What this task involves -
The line with "PR #2778, opened 2017-07-25", the line with "- The network", and all lines between them in the material below: return these exactly, and no others.

Input data -
————

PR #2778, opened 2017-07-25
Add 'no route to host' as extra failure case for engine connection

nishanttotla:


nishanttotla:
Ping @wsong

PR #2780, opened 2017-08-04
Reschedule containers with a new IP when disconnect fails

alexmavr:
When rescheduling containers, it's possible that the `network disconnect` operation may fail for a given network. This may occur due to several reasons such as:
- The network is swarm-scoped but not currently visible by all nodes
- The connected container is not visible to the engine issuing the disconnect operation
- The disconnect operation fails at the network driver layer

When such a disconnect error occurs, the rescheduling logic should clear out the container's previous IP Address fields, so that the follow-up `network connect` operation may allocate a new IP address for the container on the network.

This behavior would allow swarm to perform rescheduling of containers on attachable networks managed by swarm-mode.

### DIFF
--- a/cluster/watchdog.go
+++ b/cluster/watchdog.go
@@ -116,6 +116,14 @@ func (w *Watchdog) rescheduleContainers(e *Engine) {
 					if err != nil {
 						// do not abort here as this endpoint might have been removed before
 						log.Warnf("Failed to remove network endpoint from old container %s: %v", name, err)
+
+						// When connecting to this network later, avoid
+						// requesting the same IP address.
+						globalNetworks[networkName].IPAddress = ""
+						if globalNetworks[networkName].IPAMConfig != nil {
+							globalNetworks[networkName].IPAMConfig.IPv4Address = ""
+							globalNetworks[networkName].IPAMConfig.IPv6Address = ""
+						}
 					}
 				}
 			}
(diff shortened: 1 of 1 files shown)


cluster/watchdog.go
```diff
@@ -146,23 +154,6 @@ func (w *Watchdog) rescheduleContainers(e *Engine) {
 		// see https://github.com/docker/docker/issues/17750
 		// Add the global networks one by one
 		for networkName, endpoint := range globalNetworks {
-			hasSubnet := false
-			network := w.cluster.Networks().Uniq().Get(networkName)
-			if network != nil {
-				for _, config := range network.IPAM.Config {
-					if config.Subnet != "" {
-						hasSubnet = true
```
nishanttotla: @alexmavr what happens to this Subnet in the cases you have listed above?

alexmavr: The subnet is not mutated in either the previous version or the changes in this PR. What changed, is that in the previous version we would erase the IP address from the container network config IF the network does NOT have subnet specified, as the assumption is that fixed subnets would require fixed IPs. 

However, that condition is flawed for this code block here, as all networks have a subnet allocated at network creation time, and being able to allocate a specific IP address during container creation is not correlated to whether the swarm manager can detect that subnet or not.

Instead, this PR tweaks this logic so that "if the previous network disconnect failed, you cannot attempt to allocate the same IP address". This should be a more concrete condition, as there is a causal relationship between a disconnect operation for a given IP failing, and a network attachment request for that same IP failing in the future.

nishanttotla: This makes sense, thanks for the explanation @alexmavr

————

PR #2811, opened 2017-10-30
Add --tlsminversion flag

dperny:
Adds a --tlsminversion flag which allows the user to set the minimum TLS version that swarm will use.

————

Expected answer -
PR #2778, opened 2017-07-25
Add 'no route to host' as extra failure case for engine connection

nishanttotla:


nishanttotla:
Ping @wsong

PR #2780, opened 2017-08-04
Reschedule containers with a new IP when disconnect fails

alexmavr:
When rescheduling containers, it's possible that the `network disconnect` operation may fail for a given network. This may occur due to several reasons such as:
- The network is swarm-scoped but not currently visible by all nodes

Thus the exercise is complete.